WORK ITEM. In this exercise, the data must be written out exactly.

THE DATA.

+ + + + +

PR #748, opened 2025-07-07
add max blob age to local filesystem blob retriever

kvoli:
Add `existingBlobMaxAge` to the local filesystem blob retriever, used in local development. When `existingBlobMaxAge` is configured, local blobs older than the conigured duration will be deleted and not used when retrieivng snapshot/header/delta blobs.

### DIFF
--- a/hollow/src/main/java/com/netflix/hollow/api/consumer/HollowConsumer.java
+++ b/hollow/src/main/java/com/netflix/hollow/api/consumer/HollowConsumer.java
@@ -42,6 +42,7 @@ import com.netflix.hollow.tools.history.HollowHistory;
 import java.io.File;
 import java.io.IOException;
 import java.io.InputStream;
+import java.time.Duration;
 import java.util.ArrayList;
 import java.util.BitSet;
 import java.util.Collections;
@@ -1152,6 +1153,7 @@ public class HollowConsumer {
         protected HollowConsumer.ObjectLongevityDetector objectLongevityDetector = ObjectLongevityDetector.DEFAULT_DETECTOR;
         protected File localBlobStoreDir = null;
         protected boolean useExistingStaleSnapshot;
+        protected Duration existingBlobMaxAge = Duration.ofSeconds(-1); // Disabled by default, no existing blob will be deleted.
         protected Executor refreshExecutor = null;
         protected MemoryMode memoryMode = MemoryMode.ON_HEAP;
         protected HollowMetricsCollector<HollowConsumerMetrics> metricsCollector;
@@ -1210,6 +1212,25 @@ public class HollowConsumer {
          */
         public B withLocalBlobStore(String localBlobStoreDir, boolean useExistingStaleSnapshot) {
             return withLocalBlobStore(new File(localBlobStoreDir), useExistingStaleSnapshot);
+        }
+
+        /**
+         * Provide a directory that will be used to cache blobs.
+         *
+         * This is the same as {@link #withLocalBlobStore(File, boolean)} but also allows
+         * specifying the maximum age of an existing local blob. When a local blob is found
+         * that is older than the specified maximum age, it will not be used and Hollow will
+         * delete it, falling back to retrieving the blob using the configured blobRetriever.
+         *
+         * @param existingBlobMaxAge the maximum age an existing local blob can be before
+         *   it is deleted and not used. When set to null, or a negative duration, no maximum age
+         *   is applied and existing blobs are never deleted.
+         */
+        public B withLocalBlobStore(File localBlobStoreDir, boolean useExistingStaleSnapshot, Duration existingBlobMaxAge) {
+            this.localBlobStoreDir = localBlobStoreDir;
+            this.useExistingStaleSnapshot = useExistingStaleSnapshot;
+            this.existingBlobMaxAge = existingBlobMaxAge;
+            return (B)this;
         }
 
         public B withAnnouncementWatcher(HollowConsumer.AnnouncementWatcher announcementWatcher) {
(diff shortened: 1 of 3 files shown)


hollow/src/main/java/com/netflix/hollow/api/consumer/fs/HollowFilesystemBlobRetriever.java
```diff
@@ -312,7 +339,25 @@ private boolean allRequestedPartsExist(HollowConsumer.Blob.BlobType type, long c
...
+            for (Path blobPath : directoryStream) {
+                long lastModifiedTime = Files.getLastModifiedTime(blobPath).toMillis();
+                long currentTime = System.currentTimeMillis();
+                if ((currentTime - lastModifiedTime) > existingBlobMaxAge.toMillis()) {
+                    Files.delete(blobPath);
+                    LOG.info("Deleted old blob: " + blobPath + " last modified at " + lastModifiedTime);
+                }
+            }
+        } catch (IOException ex) {
+            throw new RuntimeException("Error listing blob files for deletion; path=" + blobStorePath, ex);
```
Sunjeet: nit: exception msg seems too specific e.g. the exception could also originate in `Files.delete`.. and it could also be useful to log the modified time seen on the file and the configured max age for deletion

hollow/src/main/java/com/netflix/hollow/api/consumer/HollowConsumer.java
```diff
@@ -1212,6 +1214,31 @@ public B withLocalBlobStore(String localBlobStoreDir, boolean useExistingStaleSn
...
+         *
+         * This is the same as {@link #withLocalBlobStore(File, boolean)} but also allows
+         * specifying the maximum age of an existing local blob. When a local blob is found
+         * that is older than the specified maximum age, it will not be used and Hollow will
+         * delete it, falling back to retrieving the blob using the configured blobRetriever.
+         *
+         * @param existingBlobMaxAge the maximum age an existing local blob can be before
+         *   it is deleted and not used.
+         */
+        public B withLocalBlobStore(File localBlobStoreDir, boolean useExistingStaleSnapshot, Duration existingBlobMaxAge) {
```
Sunjeet, line 1229: nit: maybe just the one that takes `File` seems sufficient. Not sure why we did both `File` and `String` variants earlier, guessing `File` came later

hollow/src/main/java/com/netflix/hollow/api/consumer/HollowConsumer.java
```diff
@@ -1152,6 +1153,7 @@ public static class Builder<B extends HollowConsumer.Builder<B>> {
         protected HollowConsumer.ObjectLongevityDetector objectLongevityDetector = ObjectLongevityDetector.DEFAULT_DETECTOR;
         protected File localBlobStoreDir = null;
         protected boolean useExistingStaleSnapshot;
+        protected Duration existingBlobMaxAge;
```
Sunjeet: nit: for readability consider setting to -1 explicitly and a comment that this makes max age infinite

hollow/src/main/java/com/netflix/hollow/api/consumer/HollowConsumer.java
```diff
@@ -1212,6 +1214,31 @@ public B withLocalBlobStore(String localBlobStoreDir, boolean useExistingStaleSn
...
 
+        /**
+         * Provide a directory that will be used to cache blobs.
+         *
+         * This is the same as {@link #withLocalBlobStore(File, boolean)} but also allows
+         * specifying the maximum age of an existing local blob. When a local blob is found
+         * that is older than the specified maximum age, it will not be used and Hollow will
+         * delete it, falling back to retrieving the blob using the configured blobRetriever.
+         *
+         * @param existingBlobMaxAge the maximum age an existing local blob can be before
```
Sunjeet, line 1225: nit: can document the case where a developer might want to set to negative or null

hollow/src/main/java/com/netflix/hollow/api/consumer/fs/HollowFilesystemBlobRetriever.java
```diff
@@ -120,6 +144,7 @@ private void ensurePathExists(Path blobStorePath) {
 
     @Override
     public HollowConsumer.HeaderBlob retrieveHeaderBlob(long desiredVersion) {
+        cleanupOldBlobs();
```
Sunjeet: We could scope to deletion to a prefix for e.g. "header-" here, so we're a bit closer to only deleting files we created

kvoli: Updated to scope the deletion to a prefix for each of the `retrieveXBlob` calls.

hollow/src/main/java/com/netflix/hollow/api/consumer/HollowConsumer.java
kvoli: Extended the param description further to cover the case where a null or negative duration is given.

hollow/src/main/java/com/netflix/hollow/api/consumer/HollowConsumer.java
kvoli: Done.

hollow/src/main/java/com/netflix/hollow/api/consumer/HollowConsumer.java
kvoli: Updated to just have the `File` constructor variant.

hollow/src/main/java/com/netflix/hollow/api/consumer/fs/HollowFilesystemBlobRetriever.java
kvoli: Updated the exception message to be more general. The file last modify time was already being logged above on deletion, updated to also include the configured max age for deletion.

hollow/src/main/java/com/netflix/hollow/api/consumer/HollowConsumer.java
Sunjeet: nit: could init to -1 here to for readability

Sunjeet (approved):

hollow/src/main/java/com/netflix/hollow/api/consumer/HollowConsumer.java
kvoli: Updated to -1s and added a comment.

kvoli:
TYFTR!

+ + + + +

THE ANSWER.
PR #748, opened 2025-07-07
add max blob age to local filesystem blob retriever

kvoli:
Add `existingBlobMaxAge` to the local filesystem blob retriever, used in local development. When `existingBlobMaxAge` is configured, local blobs older than the conigured duration will be deleted and not used when retrieivng snapshot/header/delta blobs.

### DIFF
--- a/hollow/src/main/java/com/netflix/hollow/api/consumer/HollowConsumer.java
+++ b/hollow/src/main/java/com/netflix/hollow/api/consumer/HollowConsumer.java
@@ -42,6 +42,7 @@ import com.netflix.hollow.tools.history.HollowHistory;
 import java.io.File;
 import java.io.IOException;
 import java.io.InputStream;
+import java.time.Duration;
 import java.util.ArrayList;
 import java.util.BitSet;
 import java.util.Collections;
@@ -1152,6 +1153,7 @@ public class HollowConsumer {
         protected HollowConsumer.ObjectLongevityDetector objectLongevityDetector = ObjectLongevityDetector.DEFAULT_DETECTOR;
         protected File localBlobStoreDir = null;
         protected boolean useExistingStaleSnapshot;
+        protected Duration existingBlobMaxAge = Duration.ofSeconds(-1); // Disabled by default, no existing blob will be deleted.
         protected Executor refreshExecutor = null;
         protected MemoryMode memoryMode = MemoryMode.ON_HEAP;
         protected HollowMetricsCollector<HollowConsumerMetrics> metricsCollector;
@@ -1210,6 +1212,25 @@ public class HollowConsumer {
          */
         public B withLocalBlobStore(String localBlobStoreDir, boolean useExistingStaleSnapshot) {
             return withLocalBlobStore(new File(localBlobStoreDir), useExistingStaleSnapshot);
+        }
+
+        /**
+         * Provide a directory that will be used to cache blobs.
+         *
+         * This is the same as {@link #withLocalBlobStore(File, boolean)} but also allows
+         * specifying the maximum age of an existing local blob. When a local blob is found
+         * that is older than the specified maximum age, it will not be used and Hollow will
+         * delete it, falling back to retrieving the blob using the configured blobRetriever.
+         *
+         * @param existingBlobMaxAge the maximum age an existing local blob can be before
+         *   it is deleted and not used. When set to null, or a negative duration, no maximum age
+         *   is applied and existing blobs are never deleted.
+         */
+        public B withLocalBlobStore(File localBlobStoreDir, boolean useExistingStaleSnapshot, Duration existingBlobMaxAge) {
+            this.localBlobStoreDir = localBlobStoreDir;
+            this.useExistingStaleSnapshot = useExistingStaleSnapshot;
+            this.existingBlobMaxAge = existingBlobMaxAge;
+            return (B)this;
         }
 
         public B withAnnouncementWatcher(HollowConsumer.AnnouncementWatcher announcementWatcher) {
(diff shortened: 1 of 3 files shown)


hollow/src/main/java/com/netflix/hollow/api/consumer/fs/HollowFilesystemBlobRetriever.java
```diff
@@ -312,7 +339,25 @@ private boolean allRequestedPartsExist(HollowConsumer.Blob.BlobType type, long c
...
+            for (Path blobPath : directoryStream) {
+                long lastModifiedTime = Files.getLastModifiedTime(blobPath).toMillis();
+                long currentTime = System.currentTimeMillis();
+                if ((currentTime - lastModifiedTime) > existingBlobMaxAge.toMillis()) {
+                    Files.delete(blobPath);
+                    LOG.info("Deleted old blob: " + blobPath + " last modified at " + lastModifiedTime);
+                }
+            }
+        } catch (IOException ex) {
+            throw new RuntimeException("Error listing blob files for deletion; path=" + blobStorePath, ex);
```
Sunjeet: nit: exception msg seems too specific e.g. the exception could also originate in `Files.delete`.. and it could also be useful to log the modified time seen on the file and the configured max age for deletion

hollow/src/main/java/com/netflix/hollow/api/consumer/HollowConsumer.java
```diff
@@ -1212,6 +1214,31 @@ public B withLocalBlobStore(String localBlobStoreDir, boolean useExistingStaleSn
...
+         *
+         * This is the same as {@link #withLocalBlobStore(File, boolean)} but also allows
+         * specifying the maximum age of an existing local blob. When a local blob is found
+         * that is older than the specified maximum age, it will not be used and Hollow will
+         * delete it, falling back to retrieving the blob using the configured blobRetriever.
+         *
+         * @param existingBlobMaxAge the maximum age an existing local blob can be before
+         *   it is deleted and not used.
+         */
+        public B withLocalBlobStore(File localBlobStoreDir, boolean useExistingStaleSnapshot, Duration existingBlobMaxAge) {
```
Sunjeet, line 1229: nit: maybe just the one that takes `File` seems sufficient. Not sure why we did both `File` and `String` variants earlier, guessing `File` came later

hollow/src/main/java/com/netflix/hollow/api/consumer/HollowConsumer.java
```diff
@@ -1152,6 +1153,7 @@ public static class Builder<B extends HollowConsumer.Builder<B>> {
         protected HollowConsumer.ObjectLongevityDetector objectLongevityDetector = ObjectLongevityDetector.DEFAULT_DETECTOR;
         protected File localBlobStoreDir = null;
         protected boolean useExistingStaleSnapshot;
+        protected Duration existingBlobMaxAge;
```
Sunjeet: nit: for readability consider setting to -1 explicitly and a comment that this makes max age infinite

hollow/src/main/java/com/netflix/hollow/api/consumer/HollowConsumer.java
```diff
@@ -1212,6 +1214,31 @@ public B withLocalBlobStore(String localBlobStoreDir, boolean useExistingStaleSn
...
 
+        /**
+         * Provide a directory that will be used to cache blobs.
+         *
+         * This is the same as {@link #withLocalBlobStore(File, boolean)} but also allows
+         * specifying the maximum age of an existing local blob. When a local blob is found
+         * that is older than the specified maximum age, it will not be used and Hollow will
+         * delete it, falling back to retrieving the blob using the configured blobRetriever.
+         *
+         * @param existingBlobMaxAge the maximum age an existing local blob can be before
```
Sunjeet, line 1225: nit: can document the case where a developer might want to set to negative or null

hollow/src/main/java/com/netflix/hollow/api/consumer/fs/HollowFilesystemBlobRetriever.java
```diff
@@ -120,6 +144,7 @@ private void ensurePathExists(Path blobStorePath) {
 
     @Override
     public HollowConsumer.HeaderBlob retrieveHeaderBlob(long desiredVersion) {
+        cleanupOldBlobs();
```
Sunjeet: We could scope to deletion to a prefix for e.g. "header-" here, so we're a bit closer to only deleting files we created

kvoli: Updated to scope the deletion to a prefix for each of the `retrieveXBlob` calls.

hollow/src/main/java/com/netflix/hollow/api/consumer/HollowConsumer.java
kvoli: Extended the param description further to cover the case where a null or negative duration is given.

hollow/src/main/java/com/netflix/hollow/api/consumer/HollowConsumer.java
kvoli: Done.

hollow/src/main/java/com/netflix/hollow/api/consumer/HollowConsumer.java
kvoli: Updated to just have the `File` constructor variant.

hollow/src/main/java/com/netflix/hollow/api/consumer/fs/HollowFilesystemBlobRetriever.java
kvoli: Updated the exception message to be more general. The file last modify time was already being logged above on deletion, updated to also include the configured max age for deletion.

hollow/src/main/java/com/netflix/hollow/api/consumer/HollowConsumer.java
Sunjeet: nit: could init to -1 here to for readability

Sunjeet (approved):

hollow/src/main/java/com/netflix/hollow/api/consumer/HollowConsumer.java
kvoli: Updated to -1s and added a comment.

kvoli:
TYFTR!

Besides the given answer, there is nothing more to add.